TRY IT >>
In these records, how many lines contain "handleTaggedWithChange"? Please reply with the number only.

THE DATA >>
PR #2381, opened 2019-10-30
Update description of imageContained prop (EmptyState component)

martenbjork:
The description is incorrect and seems to be copy-pasted from another prop.

It updates the description.

### DIFF
--- a/src/components/EmptyState/EmptyState.tsx
+++ b/src/components/EmptyState/EmptyState.tsx
@@ -17,7 +17,7 @@ export interface EmptyStateProps {
   image: string;
   /** The image to use for large screens */
   largeImage?: string;
-  /** The image to use for large screens */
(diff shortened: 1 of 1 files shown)


src/components/EmptyState/EmptyState.tsx
```diff
@@ -17,7 +17,7 @@ export interface EmptyStateProps {
   image: string;
   /** The image to use for large screens */
   largeImage?: string;
-  /** The image to use for large screens */
+  /** The image width is contained within its wrapper */
```
kaelig: Would using the active voice like so work as well?

```suggestion
  /** Contain the image within its wrapper */
```

danrosenthal:
Looks like this was fixed upstream. Closing in favor of master.

PR #2384, opened 2019-10-31
Remove references to Sketch

kaelig:
Removes references to Sketch, as we are moving away from it internally.


kaelig:
@HYPD I'm merging this small change before I go on vacation! Feel free to revert if there is better wording for this.

PR #2389, opened 2019-10-31
[Filter] Add 'disabled' prop

PabloVallejo:

Related to https://github.com/Shopify/store/issues/10681

As part of the solution for https://github.com/Shopify/store/issues/10681 we need to disable the `Filters` in the Products Index Page. Currently the filter component doesn't have a prop to disable it.

This PR adds a `disabled` prop to the `Filter` component.

When the `Filter` is disabled:

* Search-bar is disabled
* Actions from `ConnectedFilterControl` are disabled.
* Popover is closed 
* Sheet filter togglers are disabled
* Sheet filter titles are subdued

| Disabled filters        | Disabled sheet     | 
| image | image | 

## 

### How to 🎩

* Paste the playground code and run the project 
* From the playground, see that all the filters are active
* ✅Click the account status button and select any option: See that the filters get disabled
* ✅Click `More filters` and from the Account status filter select any option: See that the main filters get disabled and the filters in the Sidebar get their title subdued!

<details>

```jsx
import {
  Page,
  TextField,
  Avatar,
  Filters,
  Card,
  TextStyle,
  ResourceList,
  ChoiceList,
} from '../src';

function ResourceListFiltersExample() {
  const [accountStatus, setAccountStatus] = useState(null);
  const [moneySpent, setMoneySpent] = useState(null);
  const [taggedWith, setTaggedWith] = useState(null);
  const [queryValue, setQueryValue] = useState(null);

  const handleAccountStatusChange = useCallback(
    (value) => setAccountStatus(value),
    [],
  );
  const handleMoneySpentChange = useCallback(
    (value) => setMoneySpent(value),
    [],
  );
  const handleTaggedWithChange = useCallback(
    (value) => setTaggedWith(value),
    [],
  );
  const handleFiltersQueryChange = useCallback(
    (value) => setQueryValue(value),
    [],
  );
  const handleAccountStatusRemove = useCallback(
    () => setAccountStatus(null),
    [],
  );
  const handleMoneySpentRemove = useCallback(() => setMoneySpent(null), []);
  const handleTaggedWithRemove = useCallback(() => setTaggedWith(null), []);
  const handleQueryValueRemove = useCallback(() => setQueryValue(null), []);
  const handleFiltersClearAll = useCallback(() => {
    handleAccountStatusRemove();
    handleMoneySpentRemove();
    handleTaggedWithRemove();
    handleQueryValueRemove();
  }, [
    handleAccountStatusRemove,
    handleMoneySpentRemove,
    handleQueryValueRemove,
    handleTaggedWithRemove,
  ]);

  const filters = [
    {
      key: 'accountStatus',
      label: 'Account status',
      filter: (
        <ChoiceList
          title="Account status"
          titleHidden
          choices={[
            {label: 'Enabled', value: 'enabled'},
            {label: 'Not invited', value: 'not invited'},
            {label: 'Invited', value: 'invited'},
            {label: 'Declined', value: 'declined'},
          ]}
          selected={accountStatus || []}
          onChange={handleAccountStatusChange}
          allowMultiple
        />
      ),
      shortcut: true,
    },
    {
      key: 'taggedWith',
      label: 'Tagged with',
      filter: (
        <TextField
          label="Tagged with"
          value={taggedWith}
          onChange={handleTaggedWithChange}
          labelHidden
        />
      ),
      shortcut: true,
    },
  ];

  const appliedFilters = [];
  if (!isEmpty(accountStatus)) {
    const key = 'accountStatus';
    appliedFilters.push({
      key,
      label: disambiguateLabel(key, accountStatus),
      onRemove: handleAccountStatusRemove,
    });
  }
  if (!isEmpty(moneySpent)) {
    const key = 'moneySpent';
    appliedFilters.push({
      key,
      label: disambiguateLabel(key, moneySpent),
      onRemove: handleMoneySpentRemove,
    });
  }
  if (!isEmpty(taggedWith)) {
    const key = 'taggedWith';
    appliedFilters.push({
      key,
      label: disambiguateLabel(key, taggedWith),
      onRemove: handleTaggedWithRemove,
    });
  }

  const isDisabled =
    appliedFilters.length > 0 && appliedFilters[0].key === 'accountStatus';

  return (
    <div style={{height: '568px'}}>
      <Card>
        <ResourceList
          resourceName={{singular: 'customer', plural: 'customers'}}
          filterControl={
            <Filters
              queryValue={queryValue}
              filters={filters}
              appliedFilters={appliedFilters}
              onQueryChange={handleFiltersQueryChange}
              onQueryClear={handleQueryValueRemove}
              onClearAll={handleFiltersClearAll}
              disabled={isDisabled}
            />
          }
          items={[
            {
              id: 341,
              url: 'customers/341',
              name: 'Mae Jemison',
              location: 'Decatur, USA',
            },
            {
              id: 256,
              url: 'customers/256',
              name: 'Ellen Ochoa',
              location: 'Los Angeles, USA',
            },
          ]}
          renderItem={(item) => {

            return (
              <ResourceList.Item
                id={id}
                url={url}
                media={media}
              >
                <h3>
                </h3>
                <div>{location}</div>
              </ResourceList.Item>
            );
          }}
        />
      </Card>
    </div>
  );

  function disambiguateLabel(key, value) {
    switch (key) {
      case 'moneySpent':
        return `Money spent is between $${value[0]} and $${value[1]}`;
      case 'taggedWith':
        return `Tagged with ${value}`;
      case 'accountStatus':
        return value.map((val) => `Customer ${val}`).join(', ');
      default:
        return value;
    }
  }

  function isEmpty(value) {
    if (Array.isArray(value)) {
      return value.length === 0;
    } else {
      return value === '' || value == null;
    }
  }
}

  return (
    <Page title="Playground">
      <ResourceListFiltersExample />
    </Page>
  );
}

```

</details>

### 🎩 checklist

### DIFF
--- a/src/components/Filters/Filters.tsx
+++ b/src/components/Filters/Filters.tsx
@@ -20,7 +20,7 @@ import {ScrollLock} from '../ScrollLock';
 import {Icon} from '../Icon';
 import {TextField} from '../TextField';
 import {Tag} from '../Tag';
-import {TextStyle} from '../TextStyle';
+import {TextStyle, VariationValue} from '../TextStyle';
 import {Badge} from '../Badge';
 import {Focus} from '../Focus';
 import {Sheet} from '../Sheet';
@@ -50,6 +50,8 @@ export interface FilterInterface {
   filter: React.ReactNode;
   /** Whether or not the filter should have a shortcut popover displayed */
   shortcut?: boolean;
+  /** Whether or not the filter is disabled */
+  disabled?: boolean;
 }
 
 export interface FiltersProps {
@@ -75,6 +77,10 @@ export interface FiltersProps {
   onQueryFocus?(): void;
   /** The content to display inline with the controls */
   children?: React.ReactNode;
+  /** Disable all filters */
+  disabled?: boolean;
+  /** Additional hint text to display below the filters */
+  helpText?: string | React.ReactNode;
 }
 
 type ComposedProps = FiltersProps & WithAppProviderProps;
@@ -126,6 +132,8 @@ class Filters extends React.Component<ComposedProps, State> {
       onQueryClear,
       queryPlaceholder,
       children,
+      disabled = false,
+      helpText,
     } = this.props;
     const {resourceName} = this.context;
     const {open, readyForFocus} = this.state;
@@ -173,7 +181,17 @@ class Filters extends React.Component<ComposedProps, State> {
             aria-expanded={filterIsOpen}
           >
             <div className={styles.FilterTriggerLabelContainer}>
-              <h2 className={styles.FilterTriggerTitle}>{filter.label}</h2>
+              <h2 className={styles.FilterTriggerTitle}>
+                <TextStyle
+                  variation={
+                    this.props.disabled || filter.disabled
+                      ? VariationValue.Subdued
+                      : undefined
+                  }
+                >
+                  {filter.label}
+                </TextStyle>
+              </h2>
               <span className={styles.FilterTriggerIcon}>
                 <Icon source={icon} color="inkLightest" />
               </span>
@@ -196,7 +214,11 @@ class Filters extends React.Component<ComposedProps, State> {
 
     const rightActionMarkup = (
       <div ref={this.moreFiltersButtonContainer}>
-        <Button onClick={this.toggleFilters} testID="SheetToggleButton">
+        <Button
+          onClick={this.toggleFilters}
+          testID="SheetToggleButton"
+          disabled={disabled}
+        >
           {intl.translate('Polaris.Filters.moreFilters')}
         </Button>
       </div>
@@ -212,6 +234,7 @@ class Filters extends React.Component<ComposedProps, State> {
         rightPopoverableActions={this.transformFilters(filters)}
         rightAction={rightActionMarkup}
         auxiliary={children}
+        disabled={disabled}
       >
         <TextField
           placeholder={
@@ -239,6 +262,7 @@ class Filters extends React.Component<ComposedProps, State> {
           }
           clearButton
           onClearButtonClick={onQueryClear}
+          disabled={disabled}
         />
       </ConnectedFilterControl>
     );
@@ -311,6 +335,7 @@ class Filters extends React.Component<ComposedProps, State> {
                 onRemove={() => {
                   filter.onRemove(filter.key);
                 }}
+                disabled={disabled}
               >
                 {filter.label}
               </Tag>
@@ -349,11 +374,18 @@ class Filters extends React.Component<ComposedProps, State> {
       </Sheet>
     );
 
+    const helpTextMarkup = helpText ? (
+      <div id="FiltersHelpText" className={styles.HelpText}>
+        <TextStyle variation="subdued">{helpText}</TextStyle>
+      </div>
+    ) : null;
+
     return (
       <div className={styles.Filters}>
         {filtersControlMarkup}
         {filtersContainerMarkup}
         {tagsMarkup}
+        {helpTextMarkup}
         {backdropMarkup}
         <KeypressListener keyCode={Key.Escape} handler={this.closeFilters} />
       </div>
@@ -446,13 +478,14 @@ class Filters extends React.Component<ComposedProps, State> {
     const transformedActions: PopoverableAction[] = [];
 
     getShortcutFilters(filters).forEach((filter) => {
-      const {key, label} = filter;
+      const {key, label, disabled} = filter;
 
       transformedActions.push({
         popoverContent: this.generateFilterMarkup(filter),
         popoverOpen: this.state[`${key}${Suffix.Shortcut}`],
         key,
         content: label,
+        disabled,
         onAction: () => this.toggleFilterShortcut(key),
       });
     });
--- a/src/components/Filters/README.md
+++ b/src/components/Filters/README.md
@@ -650,3 +650,481 @@ function FiltersExample() {
   }
 }
 ```
+
+### All filters disabled
+
+```jsx
+function DisableAllFiltersExample() {
+  const [taggedWith, setTaggedWith] = useState(null);
+  const [queryValue, setQueryValue] = useState(null);
+
+  const handleTaggedWithChange = useCallback(
+    (value) => setTaggedWith(value),
+    [],
+  );
+  const handleQueryValueChange = useCallback(
+    (value) => setQueryValue(value),
+    [],
+  );
+  const handleTaggedWithRemove = useCallback(() => setTaggedWith(null), []);
+  const handleQueryValueRemove = useCallback(() => setQueryValue(null), []);
+
+  const handleClearAll = useCallback(() => {
+    handleTaggedWithRemove();
+    handleQueryValueRemove();
+  }, [handleQueryValueRemove, handleTaggedWithRemove]);
+
+  const filters = [
+    {
+      key: 'taggedWith',
+      label: 'Tagged with',
+      filter: (
+        <TextField
+          label="Tagged with"
+          value={taggedWith}
+          onChange={handleTaggedWithChange}
+          labelHidden
+        />
+      ),
+      shortcut: true,
+    },
+  ];
+
+  const appliedFilters = !isEmpty(taggedWith)
+    ? [
+        {
+          key: 'taggedWith',
+          label: disambiguateLabel('taggedWith', taggedWith),
+          onRemove: handleTaggedWithRemove,
+        },
+      ]
+    : [];
+
+  return (
+    <div style={{height: '568px'}}>
+      <Card>
+        <ResourceList
+          resourceName={{singular: 'customer', plural: 'customers'}}
+          filterControl={
+            <Filters
+              queryValue={queryValue}
+              filters={filters}
+              appliedFilters={appliedFilters}
+              onQueryChange={handleQueryValueChange}
+              onQueryClear={handleQueryValueRemove}
+              onClearAll={handleClearAll}
+              disabled
+            >
+              <div style={{paddingLeft: '8px'}}>
+                <Button
+                  disabled
+                  onClick={() => console.log('New filter saved')}
+                >
+                  Save
+                </Button>
+              </div>
+            </Filters>
+          }
+          items={[
+            {
+              id: 341,
+              url: 'customers/341',
+              name: 'Mae Jemison',
+              location: 'Decatur, USA',
+            },
+            {
+              id: 256,
+              url: 'customers/256',
+              name: 'Ellen Ochoa',
+              location: 'Los Angeles, USA',
+            },
+          ]}
+          renderItem={(item) => {
+            const {id, url, name, location} = item;
+            const media = <Avatar customer size="medium" name={name} />;
+
+            return (
+              <ResourceList.Item
+                id={id}
+                url={url}
+                media={media}
+                accessibilityLabel={`View details for ${name}`}
+              >
+                <h3>
+                  <TextStyle variation="strong">{name}</TextStyle>
+                </h3>
+                <div>{location}</div>
+              </ResourceList.Item>
+            );
+          }}
+        />
+      </Card>
+    </div>
+  );
+
+  function disambiguateLabel(key, value) {
+    switch (key) {
+      case 'taggedWith':
+        return `Tagged with ${value}`;
+      default:
+        return value;
+    }
+  }
+
+  function isEmpty(value) {
+    if (Array.isArray(value)) {
+      return value.length === 0;
+    } else {
+      return value === '' || value == null;
+    }
+  }
+}
+```
+
+### Some filters disabled
+
+```jsx
+function DisableSomeFiltersExample() {
+  const [taggedWith, setTaggedWith] = useState(null);
+  const [vendor, setVendor] = useState(null);
+  const [queryValue, setQueryValue] = useState(null);
+
+  const handleTaggedWithChange = useCallback(
+    (value) => setTaggedWith(value),
+    [],
+  );
+  const handleQueryValueChange = useCallback(
+    (value) => setQueryValue(value),
+    [],
+  );
+  const handleVendorChange = useCallback((value) => setVendor(value), []);
+
+  const handleTaggedWithRemove = useCallback(() => setTaggedWith(null), []);
+  const handleQueryValueRemove = useCallback(() => setQueryValue(null), []);
+  const handleVendorRemove = useCallback(() => setVendor(null), []);
+
+  const handleClearAll = useCallback(() => {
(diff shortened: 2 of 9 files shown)


src/components/Filters/Filters.tsx
```diff
@@ -171,9 +179,14 @@ class Filters extends React.Component<ComposedProps, State> {
             type="button"
             aria-controls={collapsibleID}
             aria-expanded={filterIsOpen}
+            disabled={disabled}
           >
             <div className={styles.FilterTriggerLabelContainer}>
-              <h2 className={styles.FilterTriggerTitle}>{filter.label}</h2>
+              <h2 className={styles.FilterTriggerTitle}>
+                <TextStyle {...filterTriggerTitleTextStyle}>
```
dleroux: This would be a little less code
`<TextStyle  variation={disabled ? VariationValue.Subdued : undefined}>`

src/components/Filters/README.md
```diff
@@ -650,3 +650,130 @@ function FiltersExample() {
   }
 }
 ```
+
+### Disabling filters
```
dleroux: Disabled filters

dleroux:
Code looks good. Thank you for adding the examples!

One thing... The tags that get generated should probably also be disabled as well because I assume removing them would ### have a negative impact on the filtering in your case.

PabloVallejo:
The way our workflow works is that filters are enabled and once merchants add one particular filter, they get disabled and we should a text that they need to remove that filter in order to use the other ones. 

For this case, having the tags available allows merchants to remove the filter and be able to add more again.

I guess we could disable everything and provide the merchants with an action link/button to remove applied filters enabling them again but removing the tags seems to be clean for them.  We do that now in Rails.

I strongly prefer this solution, but if you'd rather have everything disabled I can add the changes too.

dleroux:
I see, a bit of a special usecase. I wonder if someone involved in the dev/design of this component can chime in. @sarahill, @danrosenthal

dleroux:
I can see someone down the road thinking this isn't intended and breaking your use case.

PabloVallejo:
@dleroux analyzing our use case, we decided that along with the descriptive text on why the filters get disabled when you apply a particular filter, we're going to add a link to reset the filters. 

In that sense, the filters components will be fully disabled once you pass `disabled` prop as `true`. Keeping consistency between the name of the prop and the state of the component.

dleroux:
👍 I think from an accessibility perspective it might be a better choice/ux. Thanks, Pablo.

PabloVallejo:
@dleroux sounds good! Yea, in that way the disabled prop ends up being more semantic!

The change is up and just fixed the merge conflict ✅

src/components/Filters/components/ConnectedFilterControl/ConnectedFilterControl.tsx
```diff
@@ -183,30 +184,34 @@ export class ConnectedFilterControl extends React.Component<
...
+        onClick={action.onAction}
+        disclosure
+        disabled={this.props.disabled}
+      >
+        {action.content}
+      </Button>
     );
-  });
-}
+  }
```
devonpmack: Is this to stop them from clicking on popover elements if the filter gets disabled while the popover is already open? If so could we just close the popover if the filter is disabled instead?

src/components/Filters/tests/Filters.test.tsx
```diff
@@ -293,6 +293,84 @@ describe('<Filters />', () => {
       expect(spy).toHaveBeenCalledWith('filterOne');
     });
   });
+
+  describe('disabled prop is passed as true', () => {
+    it('filters search field is diabled', () => {
```
devonpmack:
```suggestion
    it('disables filter search field', () => {
```

src/components/Filters/tests/Filters.test.tsx
```diff
@@ -293,6 +293,84 @@ describe('<Filters />', () => {
...
+      const resourceFilters = mountWithAppProvider(
+        <Filters {...mockProps} queryValue="bar" disabled />,
+      );
+
+      expect(resourceFilters.find(TextField).prop('disabled')).toBe(true);
+    });
+
+    it('sheet toggle button is disabled', () => {
```
devonpmack:
```suggestion
    it('disables sheet toggle button', () => {
```

src/components/Filters/tests/Filters.test.tsx
```diff
@@ -293,6 +293,84 @@ describe('<Filters />', () => {
...
+      const resourceFilters = mountWithAppProvider(
+        <Filters {...mockProps} queryValue="bar" disabled />,
+      );
+
+      expect(
+        resourceFilters.find(ConnectedFilterControl).prop('disabled'),
+      ).toBe(true);
+    });
+
+    it('sheet filter toggle button is disabled', () => {
```
devonpmack:
```suggestion
    it('disables sheet filter toggle buttons', () => {
```

src/components/Filters/tests/Filters.test.tsx
```diff
@@ -293,6 +293,84 @@ describe('<Filters />', () => {
...
+        const toggleButton = findById(
+          resourceFilters,
+          `${filter.key}ToggleButton`,
+        );
+
+        expect(toggleButton.prop('disabled')).toBe(true);
+      });
+    });
+
+    it('sheet filters heading text is subdued', () => {
```
devonpmack:
```suggestion
    it('subdues sheet filter heading text', () => {
```

src/components/Filters/components/ConnectedFilterControl/ConnectedFilterControl.tsx
devonpmack: Is this to stop them from clicking on popover elements if the filter gets disabled while the popover is already open? If so could we just close the popover if the filter is disabled instead?

devonpmack:
When tophatting, it seems like I can't remove the filter after enabling it

image

devonpmack:
image

It would be great if we could also disable the onHover of the drop downs. Right now it changes your cursor to 'link mode' and darkens the button. This makes it seem like you can click it even though you can't. It doesn't really match the way other disabled buttons work in polaris. I understand that this could be hard to fix though.

src/components/Filters/Filters.tsx
```diff
@@ -75,6 +75,8 @@ export interface FiltersProps {
   onQueryFocus?(): void;
   /** The content to display inline with the controls */
   children?: React.ReactNode;
+  /** Disables the filters when set to true */
```
chloerice:
```suggestion
  /** Disable all filters */
```

src/components/Filters/README.md
```diff
@@ -650,3 +650,130 @@ function FiltersExample() {
...
+              queryValue={queryValue}
+              filters={filters}
+              appliedFilters={appliedFilters}
+              onQueryChange={handleQueryValueChange}
+              onQueryClear={handleQueryValueRemove}
+              onClearAll={handleClearAll}
+              disabled
+            >
+              <div style={{paddingLeft: '8px'}}>
+                <Button onClick={() => console.log('New filter saved')}>
```
chloerice: Let's disable the save button too since the filters themselves are disabled.

```suggestion
                <Button disabled onClick={() => console.log('New filter saved')}>
```

src/components/Filters/Filters.tsx
```diff
@@ -171,9 +174,16 @@ class Filters extends React.Component<ComposedProps, State> {
             type="button"
             aria-controls={collapsibleID}
             aria-expanded={filterIsOpen}
+            disabled={disabled}
           >
             <div className={styles.FilterTriggerLabelContainer}>
-              <h2 className={styles.FilterTriggerTitle}>{filter.label}</h2>
+              <h2 className={styles.FilterTriggerTitle}>
+                <TextStyle
+                  variation={disabled ? VariationValue.Subdued : undefined}
```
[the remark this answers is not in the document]
dleroux: Is there a use-case for disabling individual filters?

Good catch on it not being needed since the sheet can't be opened.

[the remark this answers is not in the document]
chloerice: I think so, but if you think it's out of scope for this PR it can just be added when it comes up in the future.

src/components/Filters/components/ConnectedFilterControl/ConnectedFilterControl.tsx
chloerice: Ahh, I think the diff made this confusing. This was a functional component but Pablo converted it to a class because these two functions both need access to `props.disabled`.

devonpmack: Oops

dleroux:
> It would be great if we could also disable the onHover of the drop downs. Right now it changes your cursor to 'link mode' and darkens the button. This makes it seem like you can click it even though you can't. It doesn't really match the way other disabled buttons work in polaris. I understand that this could be hard to fix though.

Hi @devonpmack are you saying with the filters disabled you were able to open the sheet? These should be clickable if filters aren't disabled, they work as an accordion. Is that no the case for you?

src/components/Filters/Filters.tsx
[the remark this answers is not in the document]
PabloVallejo: To give some context, our workflow is:

* While all filters are active
* Merchant opens the sheet
* Sets a filter by collection: This action disables other filters but the sheet is still open. 

So we'll need to disable filters in the sheet, but we don't need to disable all of them, so adding support for disabling individual filters is the way to go.

src/components/Filters/README.md
```diff
@@ -650,3 +650,130 @@ function FiltersExample() {
   }
 }
 ```
+
+### Disabled filters
```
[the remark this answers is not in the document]
PabloVallejo: Added the example!

PabloVallejo:
@chloerice @dleroux @devonpmack , I just pushed some code that:

* Adds support for disabling individual filters
* Adds a new prop: `HelpText` to Filters & add tests for it
* Fix filter tests

I was chatting IRL with Devon yesterday and he noticed that not being able to remove a filter feels blocking. To add some context, here's the workflow we're trying to replicate:

filters-gif

We have two options to do this:

### 1. Filter tags are available for merchants to remove them

image


### 2. Filter tags are not available and merchants are given a help text with a link to reset them and make them available.

image

Allowing the removal of tags feels more natural in my opinion but I'm open to both options.

PabloVallejo:
@dleroux what @devonpmack meant is that if before disabling the filters you open the sheet, and then disable the filters, you'd see the headers as links.

The sheet can be open before the filters are disabled.

dleroux:
I see what you are saying about leaving the tags enabled. Maybe a designer can weigh in, @sarahill ?

I was thinking if you disable because a request is in progress, removing the tag would defy the purpose. In this case I can see why you would want it.

PabloVallejo:
@dleroux sounds good! I'm going to talk to @sarahill to discuss this one! Thanks 🙏🏼🙏🏼

sarahill:
Hey @PabloVallejo, I've got a few questions so I have some more context:

- What's the reasoning for only 1 filter at a time?
- Does the search count as a filter (could we leave the search enabled)?

PabloVallejo:
👋🏼 @sarahill 

The TL;DR is that because of backend limitation, the collection filter cannot be combined with other filters, therefore:

* We're limiting merchants to add other filters if they filter by collection.
* The search does count as a filter and cannot be combined with the collections filter hence cannot be enabled.

src/components/Filters/Filters.tsx
```diff
@@ -212,6 +233,7 @@ class Filters extends React.Component<ComposedProps, State> {
         rightPopoverableActions={this.transformFilters(filters)}
```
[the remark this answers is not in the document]
chloerice: The `PopoverableAction` interface defined in `ConnectedFilterControl.tsx` also needs to be updated to extend `DisableableAction` instead of `Action`.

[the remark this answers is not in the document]
chloerice: The type of the `action` argument of the `activatorButtonFrom` method needs to be updated to `PopoverableAction` instead of `BaseAction`.

src/components/Filters/components/ConnectedFilterControl/ConnectedFilterControl.tsx
```diff
@@ -183,30 +184,34 @@ export class ConnectedFilterControl extends React.Component<
...
-    <Button onClick={action.onAction} disclosure>
-      {action.content}
-    </Button>
-  );
+  private popoverFrom(actions: PopoverableAction[]): React.ReactElement<any>[] {
+    return actions.map((action) => {
+      return (
+        <Item key={action.key}>
+          <Popover
+            active={this.props.disabled ? false : action.popoverOpen}
```
chloerice:
```suggestion
            active={action.popoverOpen}
```

I don't think this needs to be conditional since the popover activator is `disabled` when the filter is `disabled`.

PabloVallejo:
Discussing IRL with @dleroux and @sarahill the approach that made the most sense was approach number 2: Disabling filters and tags altogether using the disable prop and giving merchants a link to reset the filters:



I've updated the code accordingly and addressed review comments.

I also did a couple of tests with extracting `Filter` component from the  `ResourceList` but a refactor would be needed in order to allow this as the styles get messed up (see screenshot). So I'll keep things inside of `ResourceList`: 

image


Similarly, I tried adding the `HelpText` after the filters but was not happy with the looks, what do you think @dleroux, @sarahill:

image

Deciding on the placement of the help text would be the last detail and this PR should be good to 🚢

src/components/Filters/Filters.tsx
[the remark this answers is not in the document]
PabloVallejo: Nice suggestion, this allows for disabling individual activators! Added it to the code!

sarahill:
@pablogolan cc: @daniedleroux 

For the text, can we do something like the attached? If it's easier to leave the text below the tags that's ok. I think this reads a little better and then on small screens the text + link can go below.

Screen Shot 2019-11-06 at 10 59 17 AM

dleroux:
@sarahill, yes that would be ideal and in line with what we do in the bulk actions today. However not possible without a new prop. Is this a prop we see value in? an `inlineAction` maybe?

If not then it might be best to merge the disable stuff and then fork it for your use case @PabloVallejo and then delete it when the limitation is no longer.

pablogolan:
@sarahill I think you meant to ping Pablo Vallejo, not me.

pablogolan:
Can someone please remove me from here. I am still getting emails regarding this issue. Thanks!

PabloVallejo:
Hey Pablo, sorry about that, you can unsubscribe:

image


But since the PR was just merged we won't be discussing on it anymore! 👌🏼👍🏼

RESULT >>
5